━━━ Listed entries ━━━

PR #177, opened 2020-12-10
Fix example test

gijswijs:
This is the tiniest of PRs, but I think it helps to provide an example test that actually passes.


cdecker:
ACK https://github.com/lightningd/plugins/pull/177/commits/6e01aba3435ede0bea2133832f350d1ba989a7b9

PR #180, opened 2020-12-13
prometheus: small fixups

darosior:
Correct comment indentation and don't mix up scid with alias as per https://github.com/lightningd/plugins/pull/152#discussion_r512623918


cdecker (approved):
ACK 1f205053d0fdbf3f364a3df534a19f74bb81c442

━━━

Required action:
Each line from the one containing "prometheus: small fixups" to the final line above should be written out exactly; please omit the others.

Response area:
prometheus: small fixups

darosior:
Correct comment indentation and don't mix up scid with alias as per https://github.com/lightningd/plugins/pull/152#discussion_r512623918


cdecker (approved):
ACK 1f205053d0fdbf3f364a3df534a19f74bb81c442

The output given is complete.